2020 Annual Meeting

Presentation information

Oral presentation

VI. Fusion Energy Engineering » 601-2 Fusion Reactor Material Science (Reactor and Blanket Materials, Irradiation Behavior)/601-1 Plasma Technology, including Inertial Confinement Fusion

[1L06-09] Plasma Engineering/Irradiation Behavior

Mon. Mar 16, 2020 2:45 PM - 3:50 PM Room L (Lecture Bildg. S 2F S-22)

Chair:Keisuke Mukai(Kyoto Univ.)

3:15 PM - 3:30 PM

[1L08] Influence of neutron irradiation on deuterium release from tungsten

*Yuji Hatano1, Vladimir Kh. Alimov2, Tatsuya Kuwabara3, Takeshi Toyama4, Alexander V. Spitsyn2, Youji Someya5 (1. HRC, U. Toyama, 2. NRC “Kurchatov Institute", 3. Aichi Inst. Technol., 4. IMR, Tohoku U., 5. QST)

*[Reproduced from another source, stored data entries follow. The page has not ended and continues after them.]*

PR #494, opened 2023-05-29
feature: add "show time" client command

adrienlaws:
### Add "show time" client command to see the current M59 hour, day, and year

**What**

- Adds a new client command "show time"
- Adds protocol UC_REQ_TIME,  client command RequestTime(), and server based time response through user.kod

**Atrribution / Inspiration**
- treymd's PR here https://github.com/OpenMeridian/Meridian59/pull/1193

**Why**

- There are time based quests and timers within M59 but no easy way to know the time.  There are only 2 clocks in the entire M59 world as far as I know (BQ water clock + Cor Noth)
- Many things are based on time, for example:
  - Room rents are based on M59 "days"
  - Reroll "suicide" timers say "give it a day"
  - A quest may happen at midnight (ukgoth)
- Some players may not be able to see or may not notice the daytime / nighttime graphics - this complements the visual queues with text

Example
image

### DIFF
--- a/module/merintr/merintr.c
+++ b/module/merintr/merintr.c
@@ -349,7 +349,7 @@ static TypedCommand commands[] = {
 { "safetyon",    CommandSafetyOn, },
 { "safetyoff",   CommandSafetyOff, },
 { "show time",   CommandTime, },
-{ "zeigen zeit", CommandTime, }, // "show time" in German
+{ "zeit anzeigen", CommandTime, }, // "show time" in German
 { NULL,          NULL},    // Must end table this way
 };
 


module/merintr/merintr.c
```diff
@@ -347,6 +348,8 @@ static TypedCommand commands[] = {
 { "tguild",      CommandTellGuild, },
 { "safetyon",    CommandSafetyOn, },
 { "safetyoff",   CommandSafetyOff, },
+{ "show time",   CommandTime, },
+{ "zeit anzeigen", CommandTime, }, // "show time" in German
```
akirmse, line 352: German translations don't go here---notice how there are no others in this list.

module/merintr/merintr.c
```diff
@@ -347,6 +348,8 @@ static TypedCommand commands[] = {
 { "tguild",      CommandTellGuild, },
 { "safetyon",    CommandSafetyOn, },
 { "safetyoff",   CommandSafetyOff, },
+{ "show time",   CommandTime, },
```
akirmse, line 351: Why "show time" and not "time"?  All other commands are one word.

akirmse (commented):
I'm not so sure about this for a few reasons:

- There are already 3 ways of telling time in the game (the 2 clocks, and the sun and the moon, which is currently broken in the hardware renderer).  In-game methods are always preferable to magic commands that no one can discover.  I'd really like to get the sun and moon fixed.

- Adding specific commands for things is generally less desirable than using existing game elements.  Like, maybe saying "time" to an NPC, and they can have a few different interesting responses?  Or some other creative idea or item.

davidklaw:
I like the idea of NPCs being timekeepers. I could see barkeeps and innkeepers giving the time.

I do appreciate the reasoning behind this change. In all my years I've never understood how to read the BQ clock and seem to recall relying on a 3rd-party app to do it.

Keywords:Plasma-facing component, Tritium, Decontamination, Neutron irradiation, Tungsten

One of the possible tiritium removal methods from plasma-facing component (PFCs) is to heat PFCs to ~300 ℃ in a vacuum vessel after DT operation using decay heat. In this study, W samples were irradiated with neutrons in a fission reactor BR2, and release of deuterium (D) in a vacuum at 300 ℃ from the irradiated and non-irradiated W samples was examined after exposure to high flux D plasma at 300, 400 and 500 ℃. The majority of D retained in the non-irradiated samples was released by heating for 30 h. Far slower but clear release of D was observed for the neutron-irradiated samples. The possible D removal by heating for longer time (~1 month) will be simulated and reported.